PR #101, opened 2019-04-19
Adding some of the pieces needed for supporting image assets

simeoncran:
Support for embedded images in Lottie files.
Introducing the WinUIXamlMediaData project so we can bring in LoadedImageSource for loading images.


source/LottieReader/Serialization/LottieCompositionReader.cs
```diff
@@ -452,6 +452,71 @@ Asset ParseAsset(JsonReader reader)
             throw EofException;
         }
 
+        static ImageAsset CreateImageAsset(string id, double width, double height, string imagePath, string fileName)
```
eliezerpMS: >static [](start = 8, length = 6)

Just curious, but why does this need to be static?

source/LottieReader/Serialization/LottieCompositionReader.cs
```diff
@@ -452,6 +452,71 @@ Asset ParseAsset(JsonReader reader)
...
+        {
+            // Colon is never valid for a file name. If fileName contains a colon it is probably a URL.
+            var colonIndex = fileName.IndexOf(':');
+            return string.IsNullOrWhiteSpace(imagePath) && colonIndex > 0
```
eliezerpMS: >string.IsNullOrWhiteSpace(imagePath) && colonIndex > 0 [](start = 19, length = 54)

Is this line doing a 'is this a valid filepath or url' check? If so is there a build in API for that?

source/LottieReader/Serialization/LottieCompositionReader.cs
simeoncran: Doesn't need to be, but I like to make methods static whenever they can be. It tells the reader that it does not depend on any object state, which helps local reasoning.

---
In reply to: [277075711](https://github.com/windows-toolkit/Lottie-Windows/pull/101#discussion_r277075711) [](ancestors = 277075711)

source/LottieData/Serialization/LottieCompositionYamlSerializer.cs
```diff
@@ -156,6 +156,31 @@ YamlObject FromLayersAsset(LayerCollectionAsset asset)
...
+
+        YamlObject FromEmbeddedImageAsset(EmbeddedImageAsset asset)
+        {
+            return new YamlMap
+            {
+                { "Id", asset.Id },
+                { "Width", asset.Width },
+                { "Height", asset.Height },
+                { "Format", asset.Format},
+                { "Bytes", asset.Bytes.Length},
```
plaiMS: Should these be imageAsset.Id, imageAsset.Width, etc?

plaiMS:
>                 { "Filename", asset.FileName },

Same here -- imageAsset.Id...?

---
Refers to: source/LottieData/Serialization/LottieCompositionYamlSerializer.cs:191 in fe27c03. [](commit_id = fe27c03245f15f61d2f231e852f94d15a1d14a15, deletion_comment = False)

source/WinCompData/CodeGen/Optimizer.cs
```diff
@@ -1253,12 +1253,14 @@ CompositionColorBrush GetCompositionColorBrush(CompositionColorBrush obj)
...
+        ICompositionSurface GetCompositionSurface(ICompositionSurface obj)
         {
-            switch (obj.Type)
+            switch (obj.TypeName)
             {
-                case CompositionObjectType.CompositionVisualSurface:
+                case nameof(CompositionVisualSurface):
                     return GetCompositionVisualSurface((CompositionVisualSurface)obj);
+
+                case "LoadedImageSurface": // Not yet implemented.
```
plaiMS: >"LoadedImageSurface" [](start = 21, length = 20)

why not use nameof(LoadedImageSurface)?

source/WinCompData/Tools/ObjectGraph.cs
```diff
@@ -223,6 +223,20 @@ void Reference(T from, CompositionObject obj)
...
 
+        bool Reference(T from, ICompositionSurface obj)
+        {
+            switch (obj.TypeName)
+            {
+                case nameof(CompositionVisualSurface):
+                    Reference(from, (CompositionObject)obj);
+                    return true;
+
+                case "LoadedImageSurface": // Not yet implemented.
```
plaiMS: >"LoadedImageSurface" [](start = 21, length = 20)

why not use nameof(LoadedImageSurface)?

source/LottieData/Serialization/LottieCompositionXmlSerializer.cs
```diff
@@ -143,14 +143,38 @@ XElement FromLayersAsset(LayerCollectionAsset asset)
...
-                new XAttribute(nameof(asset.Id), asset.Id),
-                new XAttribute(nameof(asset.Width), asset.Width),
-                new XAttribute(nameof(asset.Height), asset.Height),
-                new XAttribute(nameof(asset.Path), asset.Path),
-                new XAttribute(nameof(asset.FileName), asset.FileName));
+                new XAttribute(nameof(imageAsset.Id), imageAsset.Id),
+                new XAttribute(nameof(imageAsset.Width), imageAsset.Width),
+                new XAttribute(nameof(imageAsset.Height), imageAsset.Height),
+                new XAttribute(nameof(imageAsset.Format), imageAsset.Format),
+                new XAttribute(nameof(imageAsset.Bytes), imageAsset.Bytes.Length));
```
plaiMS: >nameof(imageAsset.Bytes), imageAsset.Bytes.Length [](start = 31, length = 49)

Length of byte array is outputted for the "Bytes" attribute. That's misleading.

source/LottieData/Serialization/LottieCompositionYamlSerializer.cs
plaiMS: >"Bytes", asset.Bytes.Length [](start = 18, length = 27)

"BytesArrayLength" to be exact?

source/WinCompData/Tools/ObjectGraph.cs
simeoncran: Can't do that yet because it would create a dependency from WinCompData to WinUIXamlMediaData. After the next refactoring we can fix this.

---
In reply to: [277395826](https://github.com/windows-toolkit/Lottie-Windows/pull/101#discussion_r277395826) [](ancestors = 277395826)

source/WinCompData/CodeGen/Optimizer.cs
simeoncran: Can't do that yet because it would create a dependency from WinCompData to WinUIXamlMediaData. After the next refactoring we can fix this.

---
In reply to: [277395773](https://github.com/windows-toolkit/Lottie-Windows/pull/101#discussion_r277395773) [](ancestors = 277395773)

+ + + + + + +

Each line above that contains "does" counts once; report the total of such lines and nothing more.

2